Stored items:
PR #394, opened 2019-08-10
store gmapbase.html as an internal resource.

tsteven4:
This removes all requirements about gmapbase.html from
any packaging efforts, it is no longer necessary to include it
in the package on all systems including Windows, Macos, and Linux.

### DIFF
--- a/gui/app.qrc
+++ b/gui/app.qrc
@@ -15,6 +15,7 @@
      <file>images/cancel.png</file>
      <file>images/reload.png</file>
      <file>images/appicon.png</file>
+     <file>gmapbase.html</file>
  </qresource>
  </RCC>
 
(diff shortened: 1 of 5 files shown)


tsteven4:
@cjmayo , I liked your QUrl::fromLocalFile, but I think this is much better.  Essentially gmapbase.html is compiled in now, so you don't have to do anything regarding gmapbase.html (set any options during qmake or make, patch source, or distribute the file, etc.).

Still working on translation files.

cjmayo:
I did try this and it worked fine for me. I just wondered if it would make development more hassle if you wanted to work on gmapbase.html so didn't suggest.

GPSBabelDeveloper:
I like it.
We really should look at usage metrics and see if the map is worth keeping. Requiring Webkit/Blink has a lot of overhead for us.

tsteven4:
Closed in favor of #622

▸ Task to complete: Bring together all lines of the entries above in which the string "make" occurs.

▸ Written solution:
@cjmayo , I liked your QUrl::fromLocalFile, but I think this is much better.  Essentially gmapbase.html is compiled in now, so you don't have to do anything regarding gmapbase.html (set any options during qmake or make, patch source, or distribute the file, etc.).
I did try this and it worked fine for me. I just wondered if it would make development more hassle if you wanted to work on gmapbase.html so didn't suggest.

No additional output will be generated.